Symbiosis is known for "embodying an ethos of creativity, sustainability and experimentation through its vibrant art installations, esoteric lineup and infectious vibes" as well as having a lineup of live and electronic, downtempo, trance, and world music as well as permaculture, sustainability, kirtan, and yoga workshops. Symbiosis Gathering includes an ecological component that encourages sustainable lifestyle choices and to leave places in better condition than when they arrived. Symbiosis has hosted multi-day immersives in 2006, 2007, 2013, 2015, and 2016 focusing on sustainability, yoga, visionary art, permaculture, and indigenous wisdom. The producers have positioned three events to coincide with solar eclipses, including the event in Oregon during the total solar eclipse on August 21, 2017.
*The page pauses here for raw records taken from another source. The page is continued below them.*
PR #409, opened 2025-07-12
update: add a Help menu to App

dg-ac:
This PR introduces a small change in the file bar of the app by adding a new menu for the Help button, which until now it was just opening the documentation.

The update avoids confusion caused by accidental clicking (as it was just opening a new tab which was very sudden). In the future we should add other items to this menu and maybe place the shortcuts in its own dialog, instead of just relying in the Docs.

image

### DIFF
--- a/webapp/app.ironcalc.com/frontend/src/components/FileBar.tsx
+++ b/webapp/app.ironcalc.com/frontend/src/components/FileBar.tsx
@@ -3,6 +3,7 @@ import type { Model } from "@ironcalc/workbook";
 import { IronCalcIcon, IronCalcLogo } from "@ironcalc/workbook";
 import { useLayoutEffect, useRef, useState } from "react";
 import { FileMenu } from "./FileMenu";
+import { HelpMenu } from "./HelpMenu";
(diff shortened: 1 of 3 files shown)


nhatcher (changes requested):
Hi @dg-ac I think we should link to the general documentation of IronCalc as you do and the documentation about the Web application:

https://docs.ironcalc.com/web-application/about.html

I don't think the keyboard shortcuts are any more important than the name manager, for instance. Maybe if we add some keyboard shortcuts for the Web Application.

I think we should document a bit better the keyboard shortcuts. I will show you how to do that reading the code. There is no real difference between MaC and Linux. Except MaC uses Command where Linux/Windows uses Control key. To navigate to the end of the page you don't really use "Fn + Right Arrow" you use the "End" key, some keyboards (including the Macbook Pro and my Lenovo) map Fn + Right Arrow to End,for instance. there are many mare keyboard shortcuts that we shoud document a as Enter, F2, or block navigation.
I would suggest not linking to the keyboard shortcuts until we document it.

PR #421, opened 2025-07-18
feat: add customization for the base api url

Nastaliss:


nhatcher:
This is great! I'll try and have a look over the weekend

Nastaliss:
@nhatcher I do not think [this](https://github.com/ironcalc/IronCalc/pull/421/commits/42eef14b899f4a0e254b8ffbbfe26ce97f4ee6a9) will be necessary, using Caddy inside docker at first will work.

PR #427, opened 2025-07-30
financial functions

BrianHung:


BrianHung:
Will prioritize this over the weekend.

nhatcher:
See https://github.com/ironcalc/IronCalc/pull/518

nhatcher:
Hi @BrianHung, those are finally done. These are really difficult functions and took a lot of testing, reasearch, understanding,... 
We still only have a "beta" release of those but they are in the system finally.

PR #431, opened 2025-08-09
Fix nodejs binding import

mattlehrer:
use nodejs package instead of wasm here


mattlehrer:
replaced with https://github.com/ironcalc/IronCalc/pull/432

PR #441, opened 2025-09-20
FIX: Shift+Letter starts editing cell

nhatcher:


nhatcher:
FYI: @dg-ac , @elsaminsut thanks for reporting.

PR #449, opened 2025-10-08
Fix example in README to reference Model correctly.

dsagal:
Since https://github.com/ironcalc/IronCalc/pull/27, using `base::model::Model` complains about `model` being a private module, and `base::Model` should be used instead.


nhatcher (approved):
Many thanks!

Many performance troupes can be found integrated with the programming including the producers of the Edwardian Ball, Bay Area's Vau de Vire Society, and Lucent Dossier Experience, among others. Organizers have no screens or projections at the event instead relying on lighting and structure for ambience to create more participating and less observing. The event has no corporate sponsorship, an aspect which is shared by only Burning Man in gatherings of substantial size.

== Music ==
The music selection of Symbiosis has been called eclectic, diverse, quirky, obscure, and underground including live bands such as CocoRosie, Les Claypool, and STS9 among others. The lineup also has an electronic bent with techno and house, with psytrance, downtempo, dubstep, as well as more analog gypsy and quirky performances. The 2015 edition was lauded to have "acoustic based musicians, female musicians, butoh artists, and many other cutting edge experimental visual and sonic performance artist that are breaking ground" at the time. Symbiosis also has a number of US debuts, unannounced, and surprise performances including edIT and Ooah from The Glitch Mob performing as "Crying over Porcelain for No Reason" which to date had only happened in '09 and '15 both at Symbiosis Gathering.

==Art==
The art of Symbiosis has been called trippy, otherworldly, mind-blowing and lauded by many as an essential aspect of the experience. Structures that have been erected at Burning Man have often found their way to Symbiosis due to the relative proximity of time and location between the two events. Sculpture and installation artists such as Gerard Minakawa of Bamboo DNA, Michael Christian, Hybycozo, Shrine, and Bryan Tedrick are a few of the artists who have built major installations at the events. The stages are also built more as artistic creations than truss structures to hold rock bands. Each stage is created to have its own unique aesthetic which leads to numerous different environments throughout the festival.

==Workshops==
Symbiosis Gathering includes a significant educational and betterment of self component with workshops and presentations of all sorts. Past speakers include Vandana Shiva, Democracy Now! Amy Goodman, actor/poet/activist Saul Williams, culture jamming activists The Yes Men, and The Tao of Physics author Fritjof Capra among others. Symbiosis takes an eco-friendly approach in its offerings by not selling plastic water bottles and bags, and instead sells only reusable and recyclable products. In 2007 they started a dishwashing program that significantly reduced waste.